Wäre nett wenn ihr mir helft.

P.S. Meine ICQ Nummer ist 118783895


----------



## spool (16. September 2004)

Falls du SUSE (9.1) benutzt, melde dich mal per e-Mail bei mir. Ich hab ein Shellscript geschrieben, das dir den Samba 3.02 als PDC mit einer Beispielkonfiguration einrichtet.
mailto: c-worker@freenet.de


----------



## fhl (20. September 2004)

*Samba*

Also ich habe auch bei den Clients folgende Gruppenrichtlinien aktiviert:

1. Zwischengespeicherte Kopien von servergespeicherten Profilen löschen
2. Remotebenutzerprofil abwarten
3. Eigentümer von servergespeicherten Profilen nicht prüfen


Daher müssten auch die Clients richtig konfiguriert sein....


....aber funktionieren tuts immer noch nicht


----------



## Arne Buchwald (20. September 2004)

> _Original geschrieben von spool _
> *Falls du SUSE (9.1) benutzt, melde dich mal per e-Mail bei mir. Ich hab ein Shellscript geschrieben, das dir den Samba 3.02 als PDC mit einer Beispielkonfiguration einrichtet.
> mailto: c-worker@freenet.de *


hi spool,

kannst du das Script nicht anhängen, da das ggf. auch noch andere interessieren könnte?


----------



## mathiu (20. September 2004)

Inwiefern ist denn das Script SuSE-spezifisch?

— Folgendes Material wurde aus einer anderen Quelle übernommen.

PR #4406, opened 2018-07-05
[arkit] Update to Xcode 10 beta 3

VincentDondain:
- Updated some ARReferenceObject APIs based on their (better) Swift names. Breaking changes but on new APIs.
- Update ARReferenceObjectTest for device (center and extent have real values on device).
- Reuploaded an arobject file from Beta 3 just in case because of: "ARReferenceObject and ARWorldMap data generated using iOS 12 beta 2 or earlier isn’t compatible with beta 3 or later. Please rescan your objects to generate new ARReferenceObject and ARWorldMap data."


src/arkit.cs
```diff
@@ -1245,11 +1246,15 @@ interface ARReferenceObject : NSSecureCoding {
 		NSSet<ARReferenceObject> GetReferenceObjects (string resourceGroupName, [NullAllowed] NSBundle bundle);
 
 		[Export ("exportObjectToURL:previewImage:error:")]
-		bool ExportObject (NSUrl url, [NullAllowed] UIImage previewImage, [NullAllowed] out NSError error);
+		bool Export (NSUrl url, [NullAllowed] UIImage previewImage, [NullAllowed] out NSError error);
 
 		[Export ("referenceObjectByApplyingTransform:")]
 		[MarshalDirective (NativePrefix = "xamarin_simd__", Library = "__Internal")]
-		ARReferenceObject GetReferenceObject (Matrix4 transform);
+		ARReferenceObject ApplyingTransform (Matrix4 transform);
```
spouliot: much better, but I think `ApplyTransform` is more .nutty :)

src/arkit.cs
```diff
@@ -1245,11 +1246,15 @@ interface ARReferenceObject : NSSecureCoding {
...
+
+		[Export ("referenceObjectByMergingObject:error:")]
+		[return: NullAllowed]
+		ARReferenceObject Merging (ARReferenceObject @object, [NullAllowed] out NSError error);
```
spouliot: -> `Merge` (again using a *verb* for methods)

src/arkit.cs
VincentDondain: Yeah I was hesitating with that and couldn't really make up my mind (:

PR #4432, opened 2018-07-11
[scenekit] SCNPhysicsShape's Create should take a SCNMatrix4 array, not SCNVector3 [Backport]

dalexsoto:
This is needed by Xcode 10 sample porting


dalexsoto:
This is a backport from master so no mods at this time. Thanks for the review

DIe Konfiguratino sollte ja eigentlich nicht Distributions-abhängig sein, oder täusche ich mich da?


----------



## fhl (23. September 2004)

*script*

hallo,

wer verwendet denn noch einen samba server und windows 2000 clients?

könnte mir vielleicht jemand seine smb.conf zukommen lassen, vermute das ich vielleicht doch irgenwo einen Tippfehler habe.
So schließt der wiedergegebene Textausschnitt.